# Negative potential energy

1. Mar 23, 2014

### Entanglement

When can the potential be in a negative value especially when it come to atoms and bind formation?

2. Mar 23, 2014

### Bandersnatch

Potential energy can have negative value whenever you like, since the formula includes the integration constant that can be set to an arbitrary value. That's why we usually only concern ourselves with the difference between potential energies at some two points in the field(ΔU).

If you want to know when is the difference in PE negative, then it depends on the direction of the force and the direction of displacement.

When the force is attractive, like with gravity, strong nuclear force, or Coulomb force for odd charges, AND the displacement is towards the centre of the field, then the ΔU is negative. Meaning, there is a release of energy as the objects comprising the system get closer.
If the displacement is away from the centre of the field, the ΔU is positive - it requires input of energy to move the objects apart.

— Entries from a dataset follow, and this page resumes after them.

PR #780, opened 2017-03-17
all: clean up

jbowens:
Clean up some small items found manually and by linters:

* blockPeriod, expireReservationsPeriod are no longer used in cmd/cored/main.go
* move remoteSigner struct definition to be beside its method declarations
* don't include newline in error message in md2html
* simplify boolean check in slashland
* tweak a few function comments to be in "[FunctionName] ..." format
* fix misspelling of "Receiver" in a comment
* check unchecked error value in TestRecovery
* avoid a couple of unnecessary conversions to *bc.Hash in ComputeTxHashes

### DIFF
--- a/cmd/md2html/main.go
+++ b/cmd/md2html/main.go
@@ -296,7 +296,7 @@ func writeCode(w io.Writer, path, snippet string) {
 func readSnippet(path, snippet string) (string, error) {
 	b, err := ioutil.ReadFile(path)
 	if err != nil {
-		return "", fmt.Errorf("Unable to read source file: %s", path)
+		return "", fmt.Errorf("unable to read source file: %s: %s", path, err)
 	}
 
 	src := string(b)
--- a/cmd/md2html/main.go
+++ b/cmd/md2html/main.go
@@ -296,7 +296,7 @@ func writeCode(w io.Writer, path, snippet string) {
 func readSnippet(path, snippet string) (string, error) {
 	b, err := ioutil.ReadFile(path)
 	if err != nil {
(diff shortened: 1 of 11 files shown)


cmd/md2html/main.go
```diff
@@ -296,7 +296,7 @@ func writeCode(w io.Writer, path, snippet string) {
 func readSnippet(path, snippet string) (string, error) {
 	b, err := ioutil.ReadFile(path)
 	if err != nil {
-		return "", fmt.Errorf("Unable to read source file: %s\n", path)
+		return "", fmt.Errorf("Unable to read source file: %s", path)
```
kr: While you're at it, how about s/Unable/unable/?

https://github.com/golang/go/wiki/CodeReviewComments#error-strings

kr: Also, do we know if err itself was deliberately excluded from the message?

core/recovery_test.go
```diff
@@ -227,6 +227,9 @@ func generateBlock(ctx context.Context, t testing.TB, db pg.DB, timestamp time.T
 	}
 
 	c, err := protocol.NewChain(ctx, b1.Hash(), store, nil)
+	if err != nil {
+		return err
```
kr: errors.Wrap?

kr:
LGTM with a couple of little suggestions

cmd/md2html/main.go
jbowens: not sure. seems like it might not have been deliberate? i'll add it in

PR #781, opened 2017-03-17
core/pin: add unit tests

jbowens:
Improve the test coverage of the pin package. This brings statement
coverage from 27.9% to 82.1%.

### DIFF
--- a/core/pin/pin_test.go
+++ b/core/pin/pin_test.go
@@ -6,7 +6,62 @@ import (
 	"time"
 
 	"chain/database/pg/pgtest"
+	"chain/protocol/bc"
+	"chain/protocol/prottest"
+	"chain/testutil"
 )
+
+func TestCreatePin(t *testing.T) {
+	db := pgtest.NewTx(t)
+	ctx := context.Background()
+	store := NewStore(db)
+
+	err := store.CreatePin(ctx, "example", 100)
+	if err != nil {
+		t.Fatal(err)
+	}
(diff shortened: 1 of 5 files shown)


jbowens:
Writing the ProcessBlocks test made me realize that some of our block processors might have race conditions. I think some of them are assume that all block heights < _n_ are processed before the block processor for block _n_ is invoked. It is possible for blocks to be processed by the same processor in parallel. I think we allow a block processor to process up to 10 blocks in parallel. @erykwalder does this sound right?

kr:
So would it be fair to say that some processor P(n) for block n actually has a dependency on P(n-1)? Would it be appropriate to add that as an explicit dependency on itself to make it wait?

jbowens:
> So would it be fair to say that some processor P(n) for block n actually has a dependency on P(n-1)? Would it be appropriate to add that as an explicit dependency on itself to make it wait?

Yeah, I think that's right. I think the accounts and query processors both have this dependency. IIRC. the assets processor can process blocks in parallel but we might need to tweak the SQL query to make sure that we always save the earliest initial block height.

kr:
Or should we find a way to make it so all processors run serially by default, and a processor can only do pipelining if it explicitly indicates it's capable of doing so? Sort of like how unit tests run in series unless they call t.Parallel? https://godoc.org/testing#T.Parallel

kr:
LGTM

PR #782, opened 2017-03-17
cmd/cored: set up mux and add handlers later

tessr:
This is a prereq for using raft.

### DIFF
--- a/cmd/cored/main.go
+++ b/cmd/cored/main.go
@@ -37,6 +37,7 @@ import (
 	"chain/log/rotation"
 	"chain/log/splunk"
 	"chain/net/http/limit"
+	"chain/net/http/reqid"
 	"chain/protocol"
 	"chain/protocol/bc"
 )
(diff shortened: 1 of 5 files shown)


tessr:
Ran Dashboard against this and made some keys 🔑 

PTAL

kr:
:eyes:

cmd/cored/main.go
```diff
@@ -131,6 +132,61 @@ func runServer() {
...
+		Handler:      secureheader.DefaultConfig,
+		ReadTimeout:  httpReadTimeout,
+		WriteTimeout: httpWriteTimeout,
+		// Disable HTTP/2 for now until the Go implementation is more stable.
+		// https://github.com/golang/go/issues/16450
+		// https://github.com/golang/go/issues/17071
+		TLSNextProto: map[string]func(*http.Server, *tls.Conn, http.Handler){},
+	}
+
+	// The `ListenAndServe` call has to happen in its own goroutine because
```
kr: Nit: personally I would avoid markdown-style backticks in code comments like this, since nothing will ever render them as markdown and the font is already monospace. To me it's more readable without them. But not a big deal.

kr:
LGTM (with one small nit)

cmd/cored/main.go
tessr: I am going to confidently paint this bike shed the other color.

PR #783, opened 2017-03-18
core: fix processor dependencies

jbowens:
Fix a few block processor dependencies that were incorrectly missing or
unnecessary.

expire ACPs processor

The expire account control programs processor used to have a dependency
on the query package's transaction annotator and indexer. However, we no
longer use the account control programs for annotation. We only use the
account_utxo table. Instead, we just need to make sure that the account
indexer has successfully added the utxos to the account_utxo table
before we delete the control programs.

asset processor

A block processor can be run on multiple blocks at once. Previously, if
two consecutive blocks both contained transactions issuing a previously
unknown asset, there was a race condition for which value would be
recorded in the first_block_height column. We can fix this by always
updating with the lower block height.

annotated tx query processor

The query block processor is responsible for marking annotated outputs
as spent on every spend. Since a block processor can be run on multiple
blocks in parallel, the query block processor had a race condition. For
example, an output k can be created in block n-1 and spent in block n.
If the block processor processes block n first and then block n-1, the
processor would create the annotated output and never mark it as spent.
This would permanently corrupt balance queries. If we instead wait for
block n-1 to be processed by the query processor, we ensure that the
output has been created by the time we try to mark it as spent.

I tested this change locally against testnet, creating a few transactions
through the java SDK.

### DIFF
--- a/core/account/indexer.go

In a repulsive force field(e.g., like charges repelling) it is the other way around.

3. Mar 23, 2014

### Entanglement

Yeah yeah I got your point that potential energy is an arbitrary value, but but if we consider a metal is out of a Magnet's magnetic field it's potential should be zero but saying the potential is zero is a little bit misleading as it could be in the field and it's potential is still zero as it's an arbitrary value, how can I precisely say that the body is out of the field in terms of potential energy ???

4. Mar 23, 2014

### Bandersnatch

Just set the potential energy to be zero at infinity.

5. Mar 23, 2014

### Entanglement

What is meant by zero at infinity ?

6. Mar 23, 2014

### DrewD

Rigorously, this means that one sets the integral used to define potential energy equal to zero at the limit as distance from some chosen origin goes to infinity. I think the simplest example is gravitational potential energy. Have you taken calculus? You don't really need calculus to get this idea, but the argument is a bit more "hand-wavey". Using gravity, you can find a value for $r$ that will make the potential energy arbitrarily close to 0. You just need to choose larger and larger values of $r$. In the limit, one says that the potential energy is "zero at infinity" to mean that one can make the potential arbitrarily close to zero by taking a larger $r$.

You can apply the same idea to magnetic potential energy, but it is a bit trickier because the angle of the dipole also matters.